# Tips for 2gal Tank please



## Bamb00stix (Apr 25, 2015)

Hello~. I am moving to some dorms soon, and my best friend has offered to buy me the only pet I can keep: An adorable betta fish! I've owned several as a young child with the help of my mom, and one even lived over-around 5 years sharing one of those 1gal tanks with a frenemy (for most of his life, anyway. He got his own tank late in life). 

I am wanting to start off with a 2 gallon tank, cuz y'kno; not exactly my money but they're usually $10ish. I plan to have the pretty betta boy, and if the sale is still going on I'm going to get an Otocinclus, and if not a mixed nerite snail or two.

Now onto the plant stuff: _How do you clean with plants? Recommend any plants?_ I am thinking of going with a soil-gravel substrate. _Any words of advice on that?_ Oh, and if I have a soil-gravel aquarium with plants that do thrive; _Do I need to stop using a filter at a certain point?_


----------



## explicitlyperfect (Sep 12, 2014)

Please don't take this negatively, I'm not here to police you, just giving you information.

A 2 gallon is plenty for one boy. An otto or a snail will be too much of a bioload. I've not tried a planted tank yet, so I'll wait for a more experienced member. But I do know that planting smaller tanks can be difficult. At the very basic, plants need a good light to thrive. Good luck with your tanks though.


----------



## Bamb00stix (Apr 25, 2015)

Thank you for the information! I've been looking around the site (before and after I posted this) and have learned that I would need a bigger tank (5gal) if I were to have another creature. I've also found a really awesomely recommended light for <5gal tanks. It's better to be safe than sorry.


----------



## myexplodingcat (Apr 9, 2014)

Planting a 2g is a perfectly good idea, I have a 2g NPT myself and a very happy fish living in it. Here's how to make one.

SUBSTRATE
You're going to want an inch layer of organic potting soil. The organic part is important; don't put anything in that has those white styrofoamy beads in it, or any pesticides or fertilizers.

Then you'll want a layer of either dark-colored sand or fine gravel. Either way, wash it thoroughly BEFORE putting it in. I've never had a non-dirt substrate that didn't have a metric ton of dust and dirt and crap wash out of it.

There are special plant gravels out there, like Eco-Complete or FloraMax. These usually come in giant bags though. If you do find a little bag, they'll work well as a gravel cap or on their own. However, if you choose to use this kind of substrate on its own, it won't be enough for heavy root feeding plants like cryptocorynes.

Put an inch layer of dirt in the bottom of the tank and cap it with half as much gravel.

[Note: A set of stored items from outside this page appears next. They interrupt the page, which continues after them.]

PR #713, opened 2019-04-10
BATCH-2805 Fix . hibernate.default_batch_fetch_size option does not work in JpaPagingItemReader. 

jojoldu:
Unlike JpaRepository, the ```hibernate.default_batch_fetch_size``` options does not work with JpaPagingItemReader.
(Below is the result of my test code)

image

In other words, using JpaPagingItemReader causes an N + 1 problem.

As you can see, the JpaPagingItemReader has a transaction scope inside doReadPage().

So I deleted the contents of the transaction to raise this range in chunk units.

image

I do not see any more problems.

Send PR

### DIFF
--- a/spring-batch-infrastructure/src/main/java/org/springframework/batch/item/database/JpaPagingItemReader.java
+++ b/spring-batch-infrastructure/src/main/java/org/springframework/batch/item/database/JpaPagingItemReader.java
@@ -81,6 +81,7 @@ import org.springframework.util.ClassUtils;
  * @author Thomas Risberg
  * @author Dave Syer
  * @author Will Schipp
+ * @author jojoldu
  * @since 2.0
  */
 public class JpaPagingItemReader<T> extends AbstractPagingItemReader<T> {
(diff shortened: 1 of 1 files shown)


benas:
Thank you for opening this PR. If you want to disable the transaction around each page read, you can set `transacted` to false (instead of removing the transaction handling code like in this PR).

From the Javadoc of [JpaPagingItemReader](https://docs.spring.io/spring-batch/docs/4.2.x/api/org/springframework/batch/item/database/JpaPagingItemReader.html) :

```
All entity access is performed within a new transaction, independent of any existing Spring managed transactions.
```

There is a good reason for that which is to make the JPA reader consistent with other readers (Like the [JdbcCursorItemReader](https://github.com/spring-projects/spring-batch/blob/a7092a21e428cf904f210aff2682b518dc3649c5/spring-batch-infrastructure/src/main/java/org/springframework/batch/item/database/JdbcCursorItemReader.java#L40-L41) for example).

This PR basically removes that, which we cannot accept as it is now. There is no failing test in this PR that passes with the suggested changes. Without such failing test, I cannot confirm that there is an issue and that this PR fixes it.

Thank you anyway!

jojoldu:
Thanks for the answers @benas !

However, I think there is a problem with making transacted false as you said.
If transacted is set to false, entity read from Reader due to entityManager.detach causes Lazy initialize a collection in Processor.

image

It would be nice if entityManager.detach could be selected as a separate option, but I think this will be a little different from the intention of JpaPagingItemReader.

So, we decided to solve this problem by creating a Custom ItemReader.

Thanks for the kind answer.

Put a plastic bag over the soil layer and fill the tank by pouring the water over it, then remove the bag gently. The water will stay clear when you do.

LIGHTING
A desk lamp with a "daylight" spectrum lightbulb (one where the color temperature is 6500K, give or take 1500; it'll look bluer than normal light bulbs) will be the best thing for this kind of tank. You should be able to find such a light bulb pretty easily if you look; if not, look online. Sometimes they're marketed as Seasonal Affective Disorder lights. If you can't find it at Wal-Mart, try a hardware store or a specialty lightbulb store if there's one nearby.

FERTS
You'll want at least a $5-$10 bottle of Flourish Comprehensive liquid fertilizer. PetSmart should have it. If you want to keep more difficult plants, or if you want your plants to grow faster, you should also get Flourish's iron and potassium fertilizers, and maybe Excel, which is liquid CO2. These aren't necessary for most plants to survive, but it'll make them look a little nicer. Get the smallest bottles they have; the stuff is really strong and you'll be dosing with an eyedropper.

PLANTS
You can grow a lot of things under the above circumstances.

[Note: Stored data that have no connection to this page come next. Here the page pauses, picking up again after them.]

PR #717, opened 2019-05-21
Master slave replacement

Buzzardo:
Per a request from Michael Minella, I replaced "master" with "manager" and "slave" with "worker" in the Spring Batch Reference Guide. I heartily concur with replacing terms that have such dark connotations.


mminella:
Added a polish commit, squashed, rebased, and merged onto master as 4b9554fcce80e38f7adeffc82a26436199c28191

PR #718, opened 2019-06-25
add type safe getters to execution context

IlyaNerd:


spring-batch-infrastructure/src/main/java/org/springframework/batch/item/ExecutionContext.java
```diff
@@ -273,6 +273,43 @@ public Object get(String key) {
...
+	}
+
+	/**
+	 * Typesafe getter for the value represented by the provided key, with cast to given class.
+	 *
+	 * @param key The key to get a value for
+	 * @param clazz The class of return type
+	 * @param defaultValue Default value in case element is not present
+	 * @param <V> Type of returned value
+	 * @return The value of given type represented by the given key or {@code null} if the key
```
fmbenhassine, line 301: I believe this should be "or default value" instead of "or {@code null}". I will fix it on merge.

spring-batch-infrastructure/src/main/java/org/springframework/batch/item/ExecutionContext.java
```diff
@@ -273,6 +273,43 @@ public Object get(String key) {
...
+	 * is not present
+	 */
+	@Nullable
+	public <V> V get(String key, Class<V> clazz, @Nullable V defaultValue) {
+		Object value = this.map.get(key);
+		if (value == null) {
+			return defaultValue;
+		}
+		return clazz.cast(value);
```
fmbenhassine, line 310: We need to check if the value if of the given type before the case here, similar to what is done in `readAndValidate`. I will add this check.

fmbenhassine:
Rebased and merged as 306d7379bb87236a903a6b2bb68ec53eeb2487ea. Refined as explained in 54239fe9e8b9977b40ae665e261d34b8409a8d8f.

I recommend any of the following plants:
Water wisteria
Green rotala
Bacopa (aka moneywort)
Green cabomba
Ludwigia rotundifolia or palustris
Myrio mattogrossense
Cryptocoryne "Wendtii", any color
Staurogyne repens (may need better ferts, I haven't tried growing it without)
Java moss
Floating plants of any sort

These are good at keeping water clean. The cryptocorynes are typically slow growers, but in my experience, they grow rather quickly under these sort of conditions.

Other acceptable plants:
Anubias of any sort
Java/el nino/windelov/tropica ferns -- NOT peacock ferns
Moss balls

Those are sloooow growers and won't do much for your water. The faster a plant grows, the more junk it's taking out of the water in order to feed itself, and the cleaner it makes your water.

MAINTENANCE
Sometimes you need to trim your stem plants when they reach the water line, and replant the trimmings, which will also grow. You may also need to remove algae sometimes.

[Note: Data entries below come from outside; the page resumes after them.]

PR #719, opened 2019-06-26
Add new methods to get the last job instance/execution in JobInstance/JobExecution DAOs

benas:
Before this PR, getting the last job instance/execution required to load all job instances/executions from the database and filter them on the client side in memory.

This PR introduces new methods that use database queries to get the last job instance/execution without the need to load all job instances/executions (filtering is done on the database side). This change improves memory consumption as well as the performance of starting the next instance of a job.

Resolves [BATCH-1784](https://jira.spring.io/browse/BATCH-1784)

### DIFF
--- a/spring-batch-core/src/main/java/org/springframework/batch/core/explore/JobExplorer.java
+++ b/spring-batch-core/src/main/java/org/springframework/batch/core/explore/JobExplorer.java
@@ -1,5 +1,5 @@
 /*
- * Copyright 2006-2018 the original author or authors.
+ * Copyright 2006-2019 the original author or authors.
  *
  * Licensed under the Apache License, Version 2.0 (the "License");
  * you may not use this file except in compliance with the License.
@@ -50,6 +50,16 @@ public interface JobExplorer {
 	List<JobInstance> getJobInstances(String jobName, int start, int count);
 
 	/**
+	 * Find the last job instance for the given job.
+	 * @param jobName name of the job
+	 * @return the last job instance if any or null otherwise
+	 */
+	@Nullable
+	default JobInstance getLastJobInstance(String jobName) {
+		return null;
+	}
+
+	/**
 	 * Retrieve a {@link JobExecution} by its id. The complete object graph for
 	 * this execution should be returned (unless otherwise indicated) including
 	 * the parent {@link JobInstance} and associated {@link ExecutionContext}
@@ -94,6 +104,18 @@ public interface JobExplorer {
 	 * @return the set of all executions for the specified {@link JobInstance}
 	 */
 	List<JobExecution> getJobExecutions(JobInstance jobInstance);
+
+	/**
+	 * Find the last {@link JobExecution} to have been created for a given
+	 * {@link JobInstance}.
+	 * @param jobInstance the {@link JobInstance}
+	 * @return the last {@link JobExecution} to execute for this instance or
+	 * {@code null} if no job execution is found for the given job instance.
+	 */
+	@Nullable
+	default JobExecution getLastJobExecution(JobInstance jobInstance) {
+		return null;
+	}
 
 	/**
 	 * Retrieve running job executions. The corresponding step executions may
--- a/spring-batch-core/src/main/java/org/springframework/batch/core/explore/JobExplorer.java
+++ b/spring-batch-core/src/main/java/org/springframework/batch/core/explore/JobExplorer.java
@@ -50,13 +50,15 @@ public interface JobExplorer {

A densely planted NPT doesn't need to be cleaned often. At first, you'll want to be cautious and change some of the water (say, a third of it) every few days, while the plants establish themselves. After a couple weeks, you can back it off to 1/3 every week, and then 1/2 every few weeks. Only if you've got a butt-ton of plants, though. You want to cover as much of the substrate as possible in plants.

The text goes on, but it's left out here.